======== MATERIAL FOR THIS TASK

PR #1673, opened 2020-10-28
[IA-2279] Latest rstudio rocker versions don't launch

rtitle:
https://broadworkbench.atlassian.net/browse/IA-2279

The root problem seems to be due to missing`SameSite=None` on RStudio cookies. RStudio sets some cookies to disable auth; without `SameSite=None` the browser rejects them (because RStudio is rendered within an iframe) causing it to go into an infinite-redirect loop and not load.

Originally I tried fixing this via an RStudio setting (https://github.com/anvilproject/anvil-docker/pull/18) but it didn't actually work, so doing this in the Apache proxy instead.

I tested the regular image (`us.gcr.io/anvil-gcr-public/anvil-rstudio-bioconductor:0.0.6`) and Nitesh's image based on the latest rocker version (`nitesh1989/anvil-rstudio-base:tidyverse_4.0.2`) and both loaded (the latter doesn't work without this change).

---

In all cases:

### DIFF
--- a/http/src/main/resources/init-resources/cluster-site.conf
+++ b/http/src/main/resources/init-resources/cluster-site.conf
@@ -29,9 +29,10 @@
     # Include a ProxyPassReverse so redirects by RStudio go to the correct server name (e.g. https://notebooks.firecloud.org)
     ProxyPassReverse /proxy/${GOOGLE_PROJECT}/${RUNTIME_NAME}/rstudio/ http://127.0.0.1:8001/
 
-    # Append SameSite=None to cookies set by RStudio. This is needed because we render RStudio in an iframe.
-    # There does not appear to be a way within RStudio to do this.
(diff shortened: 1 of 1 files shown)


Qi77Qi (approved):
👍 ...just for my own understanding, what is `samesite` for jupyter requests?

rtitle:
`SameSite` is a new cookie attribute recently introduced, and is important for cross-domain cookies (which we use since we load tools in an iframe from app.terra.bio).

https://developer.mozilla.org/en-US/docs/Web/HTTP/Headers/Set-Cookie/SameSite

Leo sets `SameSite=None` for its token cookie; the issue here is that RStudio is setting its own cookies _without_ `SameSite`, causing the browser to block them and bad things happening. (I think the cookies have to do with the setting to disable the RStudio login screen.)

It'd be nice if this could be configured within RStudio but I didn't see a way. I could also do this in the Leo scala proxy I guess, but the Apache proxy seemed cleaner.

gpcarr (approved):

================

- [WORK ORDER]
Which lines above run from the one containing "I tested the" down to the one containing "to do this."? Repeat exactly those, both ends included, and nothing else.

- [REPLY]
I tested the regular image (`us.gcr.io/anvil-gcr-public/anvil-rstudio-bioconductor:0.0.6`) and Nitesh's image based on the latest rocker version (`nitesh1989/anvil-rstudio-base:tidyverse_4.0.2`) and both loaded (the latter doesn't work without this change).

---

In all cases:

### DIFF
--- a/http/src/main/resources/init-resources/cluster-site.conf
+++ b/http/src/main/resources/init-resources/cluster-site.conf
@@ -29,9 +29,10 @@
     # Include a ProxyPassReverse so redirects by RStudio go to the correct server name (e.g. https://notebooks.firecloud.org)
     ProxyPassReverse /proxy/${GOOGLE_PROJECT}/${RUNTIME_NAME}/rstudio/ http://127.0.0.1:8001/
 
-    # Append SameSite=None to cookies set by RStudio. This is needed because we render RStudio in an iframe.
-    # There does not appear to be a way within RStudio to do this.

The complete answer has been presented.